> [Problem requirements]:
Show, from the records below, all lines that contain the word "suggested".

Input material START

PR #308, opened 2015-09-27
table cell renderer

kminek:
this PR allows user to set custom table cell renderer - i can for example use symfony/var-dumper:

```php
$handler->setCellRenderer(function ($value) {
    ob_start();
    dump($value);
    return ob_get_clean();
});
```

### DIFF
--- a/src/Whoops/Handler/PrettyPageHandler.php
+++ b/src/Whoops/Handler/PrettyPageHandler.php
@@ -77,6 +77,12 @@ class PrettyPageHandler extends Handler
     );
 
     /**
+     * Renders HTML for table cell
+     * @var callable
+     */
+    private $cellRenderer;
+
+    /**
      * Constructor.
      */
     public function __construct()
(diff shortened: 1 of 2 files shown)


denis-sokolov:
I'm not sure whether we need to open this to customization. We should just bundle the symfony var dumper!

kminek:
not sure if it should be bundled in composer.json. it's presence could be detected and it could be used instead of print_r with some additional styling to match current layout :)

staabm:
I agree that we should simple built the var_dumper into whoops.

denis-sokolov:
@kminek, why not, what is the benefit of not using it always? It's more useful and more aesthetically pleasing than the standard output, right?

kminek:
if you don't mind having first dependency - then yes, it should be bundled :) i'm totally positive with that :) i just noticed that whoops has no dependencies so far so i though the "philosophy" was to stay with no dependencies :)

denis-sokolov:
Hm. I never thought of that. I don't see any specific benefit of having no dependencies. The selling point says "Stand-alone library with (currently) no required dependencies", so I'm not sure.

@filp, do you have an opinion on why is it beneficial to have no dependencies and whether you want the project to continue that way?

filp:
@denis-sokolov Having dependencies isn't really an issue for me. Not having any dependency maybe sounds good in terms of marketing whoops, but it really makes very little difference.

Just have to remember to update the readme to remove the line about not having any dependencies :wink:

staabm:
Easiest thing would be "use symfony var-dumper when available" and add it as a suggested dependecy. That way we would still be a standalone lib and poeple can opt-in to the feature

filp:
@staabm :+1:

denis-sokolov:
@kminek, or anyone else willing, please consider updating the pull request with the proposed flow of a suggested dependency.

staabm:
@denis-sokolov here we go 320

denis-sokolov:
@kminek, to conclude, thank you for your contribution.
As for this topic, please bring in your comments and suggestions on #321.
As I said, we will not be allowing customization.

PR #637, opened 2024-02-27
Fix version information output for hdfls.

hyoklee:
hdfls prints the old version information:
```
hdfls,  version: 2.0   date: March 1, 1994
```

This PR will match other tools for version information.


byrnHDF (approved):
Wow so this has been wrong for 30 years!

lrknox (approved):

PR #654, opened 2024-03-01
Add Cygwin GitHub Action

hyoklee:
It utilizes my.cdash.org for test result reporting.

### DIFF
--- a/.github/workflows/cwin.yml
+++ b/.github/workflows/cwin.yml
@@ -1,0 +1,32 @@
+name: cwin
+
+on:
+  push:
+    branches: [ master ]
+
+jobs:
+  test:
+    runs-on: windows-latest
+    steps:
+      - name: Set git to use LF
+        run: |
+          git config --global core.autocrlf input
+
+      - uses: actions/checkout@v4
+
+      - name: Install Cygwin
+        uses: cygwin/cygwin-install-action@master
+        with:
+          packages: cmake gcc-fortran libjpeg-devel make ninja zlib-devel
+      - name: Test HDF4
+        run: |
+          export PATH=/usr/bin:$PATH
+          mkdir build
+          cd build
+          which cmake
+          cmake -G Ninja \
+           -D BUILD_SHARED_LIBS:BOOL=OFF \
+           -D CTEST_DROP_SITE_INIT:STRING="my.cdash.org" \
+           -D SITE:STRING=cwin ..
+          ctest -D Experimental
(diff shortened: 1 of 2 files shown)


byrnHDF:
I like the idea, but we need to standardize how we do things.
How long does this run? We should incorporate into the callable workflows and consistent runs.
Why report all pushes to CDash? CI will stop and the developer can see the failures, so no need for CDash.
I could see a daily_build reporting to CDash - too many reports of the same can just clutter the CDash page and blur the impact and/or push important reports to another page.
Need to discuss a plan.

byrnHDF:
Thinking more about the reporting to CDash. I think we should create a "Nightly" workflow that runs only once a day when there have been changes the previous day. Then we can have a standard set of configurations that would run across all the platforms and report to CDash. This would identify any issues with configuration failure and also it would be easy to highlight a platform failure.

byrnHDF:
A nightly build would be easy to add an argument to the existing workflows to indicate that builds should send reports to CDash.

.github/workflows/cwin.yml
```diff
@@ -0,0 +1,32 @@
+name: cwin
+
+on:
+  push:
+    branches: [ master ]
```
derobins, line 5: The on: field needs to look like the other GitHub actions:

on:
  workflow_dispatch:
  push:
  pull_request:
    branches: [ master ]
    paths-ignore:
    - '.github/CODEOWNERS'
    - 'doc/**'
    - 'release_docs/**'
    - 'COPYING'
    - '**.md'

.github/workflows/cwin.yml
```diff
@@ -0,0 +1,32 @@
+name: cwin
```
derobins, line 1: This should have a better name

.github/workflows/cwin.yml
```diff
@@ -0,0 +1,32 @@
...
+          packages: cmake gcc-fortran libjpeg-devel make ninja zlib-devel
+      - name: Test HDF4
+        run: |
+          export PATH=/usr/bin:$PATH
+          mkdir build
+          cd build
+          which cmake
+          cmake -G Ninja \
+           -D BUILD_SHARED_LIBS:BOOL=OFF \
+           -D CTEST_DROP_SITE_INIT:STRING="my.cdash.org" \
```
derobins, line 29: If we're going to integrate CDash and GitHub CI, which I'm not sure we should do, we need to do that systematically and not ad-hoc.

derobins (approved):

PR #663, opened 2024-03-02
Rework atexit handling code

derobins:
Allows removal of over-engineered glist code that can't even be used since function pointers aren't pedantically void pointers.


derobins:
I'll probably move the code to separate hfile_atexit.c/h files in a future PR, but this at least gets rid of the -pedantic complaints about storing function pointers in void pointers.

byrnHDF (approved):

PR #666, opened 2024-03-03
Separate atexit code to new files

derobins:
Also adds tests


derobins:
It was kind of gross having all that atexit stuff in hfile.c, so I split it out into it's own file and added some tests.

byrnHDF (approved):

PR #679, opened 2024-03-04
Do not enable szip for sanitizer runs

byrnHDF:


config/cmake/mccacheinit.cmake
```diff
@@ -16,11 +16,9 @@ set (HDF4_BUILD_UTILS ON CACHE BOOL "Build HDF4 Library Utilities" FORCE)
 
 set (HDF4_BUILD_GENERATORS OFF CACHE BOOL "Build Test Generators" FORCE)
 
-set (HDF4_ENABLE_JPEG_LIB_SUPPORT ON CACHE BOOL "Use JPEG Filter" FORCE)
```
bmribler, line 19: Is this JPEG line removed intentionally?

byrnHDF: yes, it is on by default

derobins (approved):

PR #680, opened 2024-03-04
Correct test commands when used with memchecking

byrnHDF:


mfhdf/hdfimport/CMakeTests.cmake
```diff
@@ -154,9 +154,7 @@ macro (ADD_H4_TEST_OUT resultfile resultcode)
 endmacro ()
 
 macro (ADD_H4_TEST_ED testfile resultfile resultcode)
-  if (HDF4_ENABLE_USING_MEMCHECKER)
-    add_test (NAME HIMPORT-EDIT COMMAND ${CMAKE_CROSSCOMPILING_EMULATOR} $<TARGET_FILE:hdfed> -batch)
-  else ()
+  if (NOT HDF4_ENABLE_USING_MEMCHECKER)
```
derobins, line 157: Why is there an option for this? We use USING_MEMCHECKER in HDF5 because we have our own implementation of a memory allocator via the H5FL free list package. There is nothing like that in HDF4.

byrnHDF: It is connected to a CMake process and variables that indicate the use of analysis tools. It is in hdf5 too, and is not the same as USING_MEMCHECKER.

derobins (approved):

PR #684, opened 2024-03-05
Remove Void type

derobins:
* Remove Void (was: typedef to char *, now just void *)
* Remove NULL casts

### DIFF
--- a/mfhdf/src/nc_priv.h
+++ b/mfhdf/src/nc_priv.h
@@ -45,9 +45,6 @@
 #define NC_DOUBLE_SIZE      8
 #define NC_UNSPECIFIED_SIZE 0
 
-/* ptr argument type in internal functions */
-#define Void char
-
 /*
  * Include HDF stuff
  */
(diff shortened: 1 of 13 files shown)


mfhdf/src/nc_priv.h
```diff
@@ -45,9 +45,6 @@
 #define NC_DOUBLE_SIZE      8
 #define NC_UNSPECIFIED_SIZE 0
 
-/* ptr argument type in internal functions */
-#define Void char
```
byrnHDF, line 49: WOW

byrnHDF (approved):

mfhdf/src/nc_priv.h
derobins: HDF4 is always a journey down memory lane

derobins: At least this one is internal. The VOID macro is in the public API and HDF-EOS2 uses it.

bmribler (approved):

derobins:
Closed in lieu of #686. Turns out Void is being used as a byte pointer, not a "generic object" pointer.

PR #688, opened 2024-03-08
Remove intn and uintn from source

derobins:
These represent native types and have been typedef'd to int and unsigned int for a long time. They still exist in hdf.h so old code will compile.


derobins:
I'll do the other types in future PRs

byrnHDF (approved):

schwehr:
Thank you! This makes the code a lot easier to read.

PR #700, opened 2024-03-10
Re-enable test_sd() in hdftest

derobins:
This test was commented out due to failures when running as root. I've added a new hack that skips the second SDstart() call, which can succeed (considered a failure) when a user has root privileges.

### DIFF
--- a/mfhdf/test/hdftest.c
+++ b/mfhdf/test/hdftest.c
@@ -195,10 +195,7 @@ main(void)
        library is not present or only decoder is available. */
     num_errs = num_errs + test_szip_compression();
 
-    /* NOTE: This test had a history of failing on some systems when the user
-     * is logged in as root. It has been re-enabled and we'll investigate
-     * if it starts failing again.
-     */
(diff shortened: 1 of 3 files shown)


mfhdf/test/hdftest.c
```diff
@@ -199,11 +178,9 @@ main(void)
...
     num_errs = num_errs + test_files();
 
-    /* BMR: Added a test routine dedicated for testing the behavior of
-     * several functions when the SDS has rank=0. (in trank0.c) - 02/4/05 */
-    /* BMR: SDcreate fails on Copper when rank=0.  EP decided to remove
-     * this test until further study can be made on this feature.
-    num_errs = num_errs + test_rank0(); */
+    /* Test the behavior of several functions when the SDS has rank=0 (in trank0.c) */
+    /* FIXME: Currently failing - fix ASAP */
+    /* num_errs = num_errs + test_rank0(); */
```
derobins, line 183: I created an issue for this

bmribler (approved):

PR #706, opened 2024-03-29
Fix off-by-1 max file name len in dfp/dfr8

derobins:
The "last file name" arrays in both dfp.c and dfr8.c can only hold DF_MAXFNLEN - 1 characters, so a file name of of length DF_MAXFNLEN (defined in hlimits.h) would be truncated.

This has little practical effect, as it's just used in a shortcut used when reopening files, but it's incorrect behavior and raises warnings. Other "last file" shortcut code uses correctly-sized arrays.

### DIFF
--- a/hdf/src/dfp.c
+++ b/hdf/src/dfp.c
@@ -35,7 +35,7 @@ static uint16 Writeref = 0;
 static uint16 Refset   = 0; /* Ref of palette to get next */
 static uint16 Lastref  = 0; /* Last ref read/written */
 
-static char Lastfile[DF_MAXFNLEN] = ""; /* last file opened */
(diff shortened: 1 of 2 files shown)


hdf/src/dfp.c
```diff
@@ -276,7 +276,7 @@ DFPnpals(const char *filename)
     }
 
     /* Get space to store the palette offsets */
-    if ((pal_off = (int32 *)malloc(npals * sizeof(int32))) == NULL)
+    if ((pal_off = (int32 *)malloc((size_t)npals * sizeof(int32))) == NULL)
         HGOTO_ERROR(DFE_NOSPACE, FAIL);
```
derobins, line 280: This was the only other warning in this file

bmribler (approved):

PR #710, opened 2024-03-30
Warning cleanup in hdf/src and test & mfhdf/src

derobins:
Mainly cleaning up memory type warnings

### DIFF
--- a/hdf/src/dfp.c
+++ b/hdf/src/dfp.c
@@ -35,7 +35,7 @@ static uint16 Writeref = 0;
 static uint16 Refset   = 0; /* Ref of palette to get next */
 static uint16 Lastref  = 0; /* Last ref read/written */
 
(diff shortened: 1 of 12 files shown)


hdf/src/dfp.c
```diff
@@ -35,7 +35,7 @@ static uint16 Writeref = 0;
 static uint16 Refset   = 0; /* Ref of palette to get next */
 static uint16 Lastref  = 0; /* Last ref read/written */
 
-static char Lastfile[DF_MAXFNLEN] = ""; /* last file opened */
+static char Lastfile[DF_MAXFNLEN + 1] = ""; /* last file opened */
```
derobins, line 38: Same off-by-1 problem as in the previous warning cleanup work

derobins:
FWIW, mfgr.c is now almost warning-free and was previously one of the worst offenders in hdf/src

byrnHDF (approved):

PR #713, opened 2024-04-01
Bring over HDF5 warning macros + cleanup

derobins:
* Brings over H5_GCC_CLANG_DIAG_OFF, etc. macros
* Clean up more warnings
* Suppress a few unavoidable warnings, mainly functions taking const pointers via in/out pointers when the context is "write" and the buffer will be unmodified. We can't fix this without public API changes.


derobins:
Fewer than 900 warnings with this PR:

```
Total unique [non-ignored] warnings: 896                                         
Ignored notes / supplemental warning lines [not counted in unique warnings]: 0   
Duplicated warning lines [not counted in unique warnings]: 79                    
Total ignored warnings: 0                                                        
Total unique kinds of warnings: 29                                               
Total files with warnings: 89  
```

byrnHDF (approved):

Input material END

> [Answer box]:
Easiest thing would be "use symfony var-dumper when available" and add it as a suggested dependecy. That way we would still be a standalone lib and poeple can opt-in to the feature
@kminek, or anyone else willing, please consider updating the pull request with the proposed flow of a suggested dependency.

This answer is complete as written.